This article originally appeared in H+ Magazine.
One hundred and fifty years ago, paleontologist Thomas Henry Huxley (an autodidact and philosopher who coined the term “agnostic” and was known as “Darwin’s Bulldog” for his passionate defense of natural selection) asserted that humankind would eventually take the processes of evolution into our own hands. Within a few decades of his proclamation, a cadre of equally brilliant scientists including Werner Heisenberg, David Bohm, and Max Planck began to unravel the mysterious properties of quantum mechanics. These two theories — evolutionary and quantum dynamics — can each be considered among the most important discoveries of all time. Taken together, they have changed almost everything about the way we understand reality. However, in spite of the popularity of interdisciplinary research and unifying theories over the last hundred years (despite, even, quantum physicist Erwin Schröedinger’s 1944 book, What Is Life?), it was only recently that the relationship between these two vastly important domains was even considered. Now, a new kind of science, called “quantum biology,” is beginning to emerge — and it could change everything we know, again.
The premise is simple. Life is a molecular process; molecular processes operate according to the quantum playbook; therefore, life is a quantum process. And yet, it wasn’t until the nineties that anyone suggested biology could be better understood by looking at it through the lens of quantum theory. (The seminal paper was D.V. Nanopoulos’ "Theory of brain function, quantum mechanics and superstrings.”) Not long after that, the idea caught on — particularly in the neurosciences, where the idea of the brain as a quantum computer quickly became a topic of fierce debate.
Quantum computation, a science still in its infancy, promises swiftness and efficiency vastly superior to anything possible with conventional silicon chips. Rather than relying on binary bits like contemporary systems, quantum computers use “qubits” that include all possible superpositions of a particle’s classical state. Instead of being “trapped” in a single configuration, the logic gates of a quantum computer employ multiple possibilities in synchrony — using the entire set of alternative outcomes to arrive at an answer.
It’s a promising avenue for people with big plans for strong AI or virtual reality. The only complication is that coherence — in which the many possible states of a particle or group of particles stay hung in superposition — is something scientists have only been able to study under extremely controlled conditions. It’s only possible when that system doesn’t interact with anything else that might “collapse the wave function,” and so most of the major options for quantum computing involve impractical scenarios like creating a supercooled vacuum.
This is one of the reasons that many scientists have considered quantum biology both unlikely and unscientific. The thermal noise of biological systems seemed too great to allow for quantum weirdness; and even if it could, how on Earth would we study it? But science is the story of ingenuity’s victory over shortsightedness — and one research team, led by Gregory S. Engel at UC Berkeley, has devised a way to directly detect and observe quantum-level processes within a cell using high-speed lasers.
They were trying to establish exactly how organic photosynthesis approaches 95% efficiency, whereas the most sophisticated human solar cells operate at only half that.
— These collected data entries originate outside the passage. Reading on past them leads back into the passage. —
PR #1279, opened 2021-05-10
Add dRNG remotelog

capossele:


piotrm50 (approved):
I simplified some things to how I envisioned it should look :)

PR #1301, opened 2021-05-15
Client-side Faucet Pow

jonastheis:


plugins/dashboard/faucet_routes.go
```diff
@@ -1,77 +0,0 @@
-package dashboard
```
lzpap, line 1: @jonastheis do we want to get rid of the faucet request functionality all together from the dashboard? Shouldn't we delete the Faucet page as well then? As I see it is only the dashboard local faucet api that got removed.

plugins/webapi/faucet/plugin.go
```diff
@@ -82,10 +68,7 @@ func requestFunds(c echo.Context) error {
 		}
 	}
 
-	faucetPayload, err := faucet.NewRequest(addr, config.Node().Int(faucet.CfgFaucetPoWDifficulty), accessManaPledgeID, consensusManaPledgeID)
-	if err != nil {
-		return c.JSON(http.StatusBadRequest, jsonmodels.FaucetResponse{Error: err.Error()})
-	}
+	faucetPayload := faucet.NewRequest(addr, accessManaPledgeID, consensusManaPledgeID, request.Nonce)
```
lzpap, line 71: can we check that `faucetPayload` is valid with respect to `request.Nonce`? Otherwise there is no point in submitting it to the tangle, no?

capossele (approved):

PR #1304, opened 2021-05-17
Proper Output Consolidation In Wallet Lib

lzpap:
# Description of change

 - Wallet lib (and cli wallet) can consolidate any number of outputs sitting on wallet addresses.
 - In the unlikely scenario that even after the first try, there are still more, than `MaxInputCount` outputs on wallet addresses, just run the command again.
 - Regular wallet functions fail with too many inputs, and notify users to consolidate funds.


client/wallet/wallet.go
```diff
@@ -181,59 +187,68 @@ func (wallet *Wallet) ConsolidateFunds(options ...consolidateoptions.Consolidate
...
-	}
-	if consolidateOptions.WaitForConfirmation {
-		err = wallet.WaitForTxConfirmation(tx.ID())
+		wallet.markOutputsAndAddressesSpent(consumedOutputs)
+		err = wallet.connector.SendTransaction(tx)
+		if err != nil {
+			return nil, err
+		}
+		if consolidateOptions.WaitForConfirmation {
+			err = wallet.WaitForTxConfirmation(tx.ID())
```
capossele, line 248:
```suggestion
			err = wallet.WaitForTxConfirmation(tx.ID())
			if err != nil {
				return nil, err
			}
```

capossele: Double check that this is what should happen in case of error.

client/wallet/output.go
```diff
@@ -167,3 +167,43 @@ func (o OutputsByAddressAndOutputID) ToLedgerStateOutputs() ledgerstate.Outputs
...
+
+// SplitIntoChunksOfMaxInputCount splits the mapping into chunks that contain at most ledgerstate.MaxInputCount outputs.
+func (o OutputsByAddressAndOutputID) SplitIntoChunksOfMaxInputCount() []OutputsByAddressAndOutputID {
+	outputCount := o.OutputCount()
+	if outputCount <= ledgerstate.MaxInputCount {
+		// there is no need to split
+		return []OutputsByAddressAndOutputID{o}
+	}
+	result := make([]OutputsByAddressAndOutputID, outputCount/ledgerstate.MaxInputCount+1)
+	for i, _ := range result {
```
capossele, line 190:
```suggestion
	for i := range result {
```

client/wallet/wallet.go
```diff
@@ -181,59 +187,68 @@ func (wallet *Wallet) ConsolidateFunds(options ...consolidateoptions.Consolidate
...
-	if err != nil {
-		return nil, err
-	}
-	if !ok {
-		return nil, errors.Errorf("created transaction is invalid: %s", tx.String())
-	}
+		// check tx validity (balances, unlock blocks)
+		ok, err := checkBalancesAndUnlocks(inputsAsOutputsInOrder, tx)
+		if err != nil {
+			return nil, err
```
capossele, line 236:
```suggestion
		ok, e := checkBalancesAndUnlocks(inputsAsOutputsInOrder, tx)
		if e != nil {
			return nil, e
```

capossele (changes requested):

client/wallet/wallet.go
lzpap: I've refactored it.

capossele (approved):

PR #1317, opened 2021-05-20
Feat/pow update parents

piotrm50:
# Description of change

PoW in IssuePayload updates timestamp and parents while looking for nonce.

## Type of change

Manual testing by running spammer and faucet requests.

## Change checklist

### DIFF
--- a/config.default.json
+++ b/config.default.json
@@ -110,7 +110,9 @@
   "pow": {
     "difficulty": 22,
     "numThreads": 1,
-    "timeout": "1m"
+    "timeout": "1m",
+    "parentsRefreshInterval": "1s"
+
   },
   "profiling": {
     "bindAddress": "127.0.0.1:6061"
--- a/config.default.json
+++ b/config.default.json
@@ -110,8 +110,7 @@
   "pow": {
     "difficulty": 22,
     "numThreads": 1,
-    "timeout": "1m",
-    "parentsRefreshInterval": "1s"
+    "timeout": "1m"
 
   },
   "profiling": {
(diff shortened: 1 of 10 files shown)


capossele (approved):

capossele (approved):

config.default.json
```diff
@@ -111,6 +111,7 @@
     "difficulty": 22,
     "numThreads": 1,
     "timeout": "1m"
+
```
jonastheis, line 114: Should this be added here? `"parentsRefreshInterval": "300ms"`
Or do we just rely on the default value?

jonastheis (approved):

tools/docker-network/config.docker.json
```diff
@@ -70,7 +70,8 @@
   "pow": {
     "difficulty": 2,
     "numThreads": 1,
-    "timeout": "10s"
+    "timeout": "10s",
```
apenzk, line 73: lets use 60s as default

packages/tangle/messagefactory_test.go
```diff
@@ -22,6 +23,7 @@ import (
 
 const (
 	targetPOW     = 10
+	powTimeout    = 10 * time.Second
```
apenzk, line 26: lets use 60s here. with this new change we dont have problems with timestamps getting to old anymore

tools/docker-network/config.docker.json
capossele: here 10s is fine as it is for the docker-network where we set the difficulty to be only 2

packages/tangle/messagefactory_test.go
capossele: here 10s is fine as it is for the test where we set the difficulty to be only 2

config.default.json
capossele: Yeah, we thought that by specifying that in the default value was easier so we don't care to set that here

What they discovered is nothing short of remarkable. Using femtosecond lasers to follow the movement of light energy through a photosynthetic bacterial cell, Engel et al. observed the energy traveling along every possible direction at the same time. Instead of following a single trajectory like the electrons on a silicon chip, the energy in photosynthesis explores all of its options and collapses the quantum process only after the fact, retroactively “deciding” upon the most efficient pathway.
What does this all mean? Not only do quantum phenomena occur in living systems, but the basic processes of life we take for granted rely on the transfer of information backward in time. Life is so magical because it cheats.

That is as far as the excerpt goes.